She gave him nothing.
"How about the ice turkeys? Those sculptures sitting in the middle of each picnic table. A turkey carved out of ice, each one filled with silver dollars. Fifty, sixty silver dollars in every one. Remember that?"
Irma kept her face empty.
He took his hand from her forearm. She looked down at the place where it had been, half expecting a welt.
"While we ate, the ice melted in the sun, the heavy coins dropped into the silver trays.
Pinjj, ping.
"
"My name is Irma Slater," she said.
"And one day, you came down off the porch. You sat at my table. None of us knew what to say. Everybody went dead quiet. That ice melting. You sat there with the napkin in your lap, looking down at the plate of hot dogs and sauerkraut. Your bare arm right next to mine.
"Remember? Remember telling us not to grab the money? You said your daddy was playing a trick. Trying to humiliate us, make us snatch the money from the weaker children. We should just let it sit there. Not take it. Not fall for his scheme. Don't give him the satisfaction."

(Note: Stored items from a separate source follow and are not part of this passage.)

PR #810, opened 2026-07-31
feat(token-usage): record which writer set task_title

VTolnai:
> ⚠️ **Stacked on #807.** Two commits: the R0 labelling commit (#807) and the provenance commit below, which stamps the column R0's parser writes. Merge **#807 first**; this then reduces to a single commit.

## The problem

`task_title` is written by two things with very different reliability:

| writer | how it attributes | trustworthy? |
|---|---|---|
| transcript parser (R0) | reads a marker the runner puts **into the prompt** | exact — the prompt names the task |
| `correlateWithKanban()` | **time window** — every row in a span gets whatever card moved during it | a guess |

In one column they are indistinguishable, so a reader cannot tell an exact attribution from a heuristic one. That is how a guess ends up inside a cost report presented as fact — and it is not hypothetical: after the recent backfill the live table holds 2 418 marker rows and 6 855 correlated ones, side by side.

Until now the only way to separate them was to check whether a title happened to match a directory name under `scheduled-tasks/`. That misfiles any card sharing a name with a schedule, and breaks silently when either side is renamed.

## What this adds

`task_source` records which writer set the label: `'schedule_marker'` or `'kanban_correlation'`.

- The parser's upsert fills it **on a rescan** for rows labelled before the column existed, and **never relabels** a row that already has a source.
- `NULL` means the provenance predates the column — stated rather than guessed.
- No behaviour change to either writer beyond the stamp.

## Verification

- 5 new tests, `tsc --noEmit` clean, full suite **2947 pass, 0 failures**.
- **Sabotage control:** dropping the stamp from the correlation `UPDATE` fails 3 of the 5.
- One of the tests pins that `correlateWithKanban()` leaves a marker-labelled row alone — its `task_title IS NULL` guard is what protects exact labels from being overwritten by a time-window guess, and nothing was covering it.

## A test-setup note worth keeping

`initDatabase(':memory:')` does not reliably return an empty database when called repeatedly in one process, so these cases clear both tables explicitly. Without that they passed alone and failed together, which reads as flakiness rather than a setup bug.

### DIFF
--- a/src/__tests__/token-usage-task-labelling.test.ts
+++ b/src/__tests__/token-usage-task-labelling.test.ts
@@ -1,0 +1,118 @@
+import { describe, it, expect } from 'vitest'
+import { parseScheduledTaskMarker, userTurnText, collapseByMessageId } from '../web/token-usage.js'
+
+/**
+ * R0 (kanban #134): attribute token spend to the scheduled task that caused it.
+ *
+ * Nothing labelled the rows before this: task_title and project were 0%
+ * populated across all 9309 of them, so "what did the morning briefing cost
+ * last month" had no answer, and a model router could be neither trained nor
+ * evaluated.
+ *
+ * The label comes off the provenance wrapper the schedule runner puts around
+ * every injected prompt. Measured across all 95 transcripts on 2026-07-31:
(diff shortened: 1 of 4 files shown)


Szotasz:

PR #811, opened 2026-07-31
feat(costops): subscription quota guard -- warn at 70%, eco mode at 85%

VTolnai:
> ⚠️ **Stacked on #806, #808 and #809.** Four commits: F1 pricing (#806), F2 eco mode (#808), R1-A attribution (#809), and the guard below. Merge **#806 → #808 → #809 → this**; it then reduces to a single commit.

**F3** for kanban #132, spec from #135.

## Why the quota, not a dollar cap

The fleet runs on a subscription, so there is no invoice to cap and CostOps' list-price figures are a yardstick, not money owed. What actually runs out is the rolling quota — and it is readable: the OAuth usage endpoint reports consumption of the five-hour and seven-day windows.

## The trigger is an absolute ladder

| seven-day utilization | action |
|---|---|
| ≥ 70% | warning message to the main agent |
| ≥ 85% | eco mode switched on + alert |

It is deliberately **not** "consumption is ahead of elapsed time". That rule fires almost always at the *start* of a window and almost never at the *end*: one hour into seven days, elapsed is **0.6%**, so any real work is already far ahead. No margin fixes it — the asymmetry is structural. The pace comparison survives as **forecast text** in the alert, where being early is informative rather than actionable. A test pins that 15% used at 0.6% elapsed stays quiet.

## Secret handling

The token is the sharpest edge here. It is read from `~/.claude/.credentials.json` and **never** logged, never put in an error, never returned in a result, never in the alert text.

The catch blocks deliberately **discard the error object**: a JSON parse error quotes the offending region of the file — which is the token — and a fetch error can carry the request including its `Authorization` header. Two tests assert the token reaches no log line.

## Failure is treated as failure

The endpoint is undocumented, so an unreadable or unrecognised payload yields `null`, **never a plausible 0%**. A guard that silently read 0% would run the fleet straight through a cap while looking like it had checked. Failures are **silent to users and loud in the log** — the opposite arrangement is exactly the silent no-op this subsystem exists to catch.

## Not shouting

A steady 72% must not speak every cycle (96 times a day at this cadence — noise is how a real alert gets ignored). Alerts fire on a **level change** or after a **six-hour cooldown**, and the latch clears on recovery. Alerts go to the main agent as an inter-agent message; the guard has no channel of its own and should not grow one.

## Config only

It never restarts an agent, and every result says so. The read-only `GET /api/costs/quota` classifies **without acting**, so a dashboard refresh cannot trip the fleet into eco mode. Cadence is 20 minutes, inside the agreed 15–30 range.

## Verification

- 29 new tests, `tsc --noEmit` clean, full suite **2994 pass, 0 failures**.
- **Three sabotage controls, each asserted to have applied**: logging the token fails 1 test; reading an unknown payload as 0% fails 1; making the pace comparison a trigger fails 3.
- That third control initially caught only **2** — the early-window test used a value that happened to sit under the sabotage's margin. It was strengthened to 15% at 0.6% elapsed (25x ahead, unambiguous), and now the control catches it. A control that passes by luck is not a control.

### DIFF
--- a/src/__tests__/costops-api.test.ts
+++ b/src/__tests__/costops-api.test.ts
@@ -41,14 +41,42 @@ describe('costops API (route smoke)', () => {
     expect(out.body).toHaveProperty('breakdown')
     expect(out.body).toHaveProperty('budget')
     expect(out.body).toHaveProperty('token_usage')
-    // token usage reported as VOLUME
+    // token usage reported as VOLUME, plus a labelled list-price equivalent
     expect(out.body.token_usage.input_tokens).toBe(1234)
     expect(out.body.token_usage.output_tokens).toBe(5678)
-    expect(out.body.token_usage.note).toContain('not priced')
+    expect(out.body.token_usage.note).toContain('LIST-PRICE EQUIVALENT')
+    expect(out.body.token_usage.list_price_equivalent.basis).toBe('list_price_equivalent')
+    expect(out.body.token_usage.list_price_equivalent.currency).toBe('USD')
     // money never derived from tokens (config amounts are 0 placeholders)
     expect(typeof out.body.current_spend).toBe('number')
     // no secret / account id leaks into the response
     expect(JSON.stringify(out.body)).not.toMatch(/secret|api[_-]?key|password|token=/i)
+  })
+
+  it('GET /api/costs/tokens prices a rolling window and labels its basis', async () => {
+    const now = Math.floor(Date.now() / 1000)
+    getDb().prepare("INSERT INTO token_usage (agent,session_id,timestamp,input_tokens,output_tokens,cache_read_tokens,cache_creation_tokens,model) VALUES ('marveen','s',?,0,1000000,0,0,'claude-opus-5')").run(now - 3600)
+    const { ctx, out } = fakeCtx('/api/costs/tokens?days=7')
+    expect(await tryHandleCosts(ctx)).toBe(true)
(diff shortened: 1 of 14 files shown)


Szotasz:

Szotasz:
### Secret-scan gate: one fixture line needs a different placeholder

Heads-up before this can merge: our required `scan` check flags one added line in `src/__tests__/costops-quota-guard.test.ts`, the `const TOKEN = ...` fixture. The detector matches on the `sk-ant-oat01-` prefix shape, so it fires on the shape alone, not on anything it knows about your token.

**To be explicit: this is not a security finding.** The value is obviously synthetic and nothing leaked. We read the gate output before writing this.

**Why we are asking you to change the line instead of allowlisting the file.** The gate output itself suggests adding the path to `ALLOWLISTED_PATHS`. We deliberately went the other way. A path allowlist is permanent: it would also wave through a *real* secret that lands in that same file six months from now, and nobody would see it. The placeholder rewrite costs one line and keeps the file protected. The general form we work by: you pay for a gate exception on every future case, not on this one.

**What we need:** replace the prefix so the value cannot match a live key shape. Anything like `dummy-oat01-test-token-value` or `not-a-real-token` works. The test only needs a stable string.

Once the line changes and `scan` goes green, this is ready from our side. Thanks for the contribution, and sorry that the gate found it the noisy way.

PR #812, opened 2026-07-31
feat(costops): watch the eco-worker context ceiling

VTolnai:
> ⚠️ **Stacked on #806 and #808.** Three commits: F1 pricing (#806), F2 eco mode (#808), and the watch below. Merge **#806 → #808 → this**; it then reduces to a single commit.

The eco-worker's first guard rail. Kanban #132 / #139.

## Why it exists

The eco-worker is only cheaper **while its context stays small**. From the R1-A model it beats the status quo until roughly **433k tokens**; past that the arithmetic inverts and running the same task inside the main session costs the same. The main session averaged **~461k** at the measured runs — so a neglected worker really can get there.

That makes context hygiene a requirement, and *a requirement nobody checks is a wish*. This watches it and warns at **250k** — early enough to leave room to act, rather than at the point where the worker has already stopped being worth having.

## Three deliberate choices

**It is an allow-list, not every agent.** The main agent carries a large context by design; alerting on that would be a daily false alarm, and a channel that cries wolf is how a real warning gets ignored.

**An agent with no recent rows reads as `null`, not `0`.** A worker that never started would otherwise be reported as a comfortable 0k and look healthy. It is surfaced as `not_seen` instead.

**It only reports.** Compaction is the worker's own job; restarting is an operator decision. A watch that quietly acted would be the worst of both — and the alert text says so explicitly.

## Verification

- 15 tests, `tsc --noEmit` clean, full suite **3009 pass, 0 failures**.
- **Three sabotage controls, each asserted to have applied**: reading an unseen agent as `0` fails 4 tests; watching the main agent fails 1; alerting only at the break-even instead of the ceiling fails 4.

### DIFF
--- a/src/__tests__/costops-api.test.ts
+++ b/src/__tests__/costops-api.test.ts
@@ -41,14 +41,42 @@ describe('costops API (route smoke)', () => {
     expect(out.body).toHaveProperty('breakdown')
     expect(out.body).toHaveProperty('budget')
     expect(out.body).toHaveProperty('token_usage')
-    // token usage reported as VOLUME
+    // token usage reported as VOLUME, plus a labelled list-price equivalent
     expect(out.body.token_usage.input_tokens).toBe(1234)
     expect(out.body.token_usage.output_tokens).toBe(5678)
-    expect(out.body.token_usage.note).toContain('not priced')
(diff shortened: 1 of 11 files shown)


Szotasz:

PR #814, opened 2026-07-31
feat(costops): shadow-evaluate the first eco-worker run

VTolnai:
> ✅ **Not stacked** — a single commit on current upstream. It depends on no other CostOps module.

Shadow evaluation for the first eco-worker task. Kanban #134 (R2) / #139.

## What it measures, and why not cost

Moving `reggeli-teteles-lista` to the eco-worker is a **methodology proof, not a saving**: the task is 0.7% of fleet spend. What it has to prove is that a cheap, small-context worker still produces a **correct** report — and that is checkable, because the task reads the kanban database and the database is still there to check against.

**Cost alone would be a trap.** A worker that reports nothing is extremely cheap, and on a cost dashboard it looks like a triumph. So the metric is coverage: of the cards that actually moved, how many did the report name.

## Three judgements made deliberately

| case | verdict | why not the obvious thing |
|---|---|---|
| worker sent nothing | `no_output` | This task's own skill **forbids silence** — it must print a line even for a thread with no activity. Folding it into a recall of 0 would hide that it has a different cause. |
| nothing moved in the window | `no_data` | Calling that a pass would let a broken worker accumulate green days. |
| everything named | `pass`, with a caveat | See below. |

## The metric is generous, and says so

Title substring matching can credit a report for a sentence that was not about that card, which inflates recall. **That asymmetry is chosen:** a low recall is solid evidence the worker omitted things; a high one is weak evidence it did well. The failure worth catching is the quiet omission, so the metric errs towards saying the worker did fine — and the note in the output says exactly that, so nobody reads a green number as proof.

Messages are read from the **transcript**, not a log, so what is evaluated is what was actually sent. A line that merely mentions `notify.sh` in prose is not a send, and a test pins that.

## Honest gap

**Not yet validated against a real run** — the first eco-worker execution is tomorrow at 07:45. Extraction is covered with synthetic transcripts until then, and closing that gap is the point of running it.

## Verification

- 17 tests, `tsc --noEmit` clean, full suite **3032 pass, 0 failures**.
- **Three sabotage controls, each asserted to have applied**: treating silence as a pass fails 1; dropping comments from ground truth fails 1; calling an empty window a pass fails 1.

### DIFF
--- a/src/__tests__/costops-shadow-eval.test.ts
+++ b/src/__tests__/costops-shadow-eval.test.ts
@@ -1,0 +1,164 @@
+import { describe, it, expect, beforeEach } from 'vitest'
+import { initDatabase, getDb } from '../db.js'
+import {
+  groundTruthCards,
+  extractNotifyMessages,
+  evaluateCoverage,
+  evaluateRun,
+} from '../costops/shadow-eval.js'
+
+/**
+ * Shadow evaluation of the first eco-worker task.
+ *
+ * The move is a methodology proof, not a saving: reggeli-teteles-lista is 0.7%
+ * of fleet spend. What has to be proved is that a cheap, small-context worker
+ * still produces a CORRECT report -- which is checkable, because the task reads
+ * the kanban database and the database is still there to check against.
+ *
+ * Cost alone would be a trap: a worker that reports nothing is very cheap.
+ */
+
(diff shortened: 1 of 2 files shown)


Szotasz:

Irma looked out at the dark horizon, the spray of stars. "None of the others listened. They kept on grabbing. Not me. I sat there and watched the silver dollars fall onto the trays and I didn't try to snatch any of it away from the other boys. I didn't surrender to your father's game.
" 'It's a war,' you said. ''You're on one side or the other.' " Irma swung around and peered into his eyes. The color of the Atlantic on a gusty day, turquoise stirred to a milky blue.
"You might recall my mother. She worked in your father's office. His private secretary. Took his dictation, made decisions he didn't have time for. Remember her?"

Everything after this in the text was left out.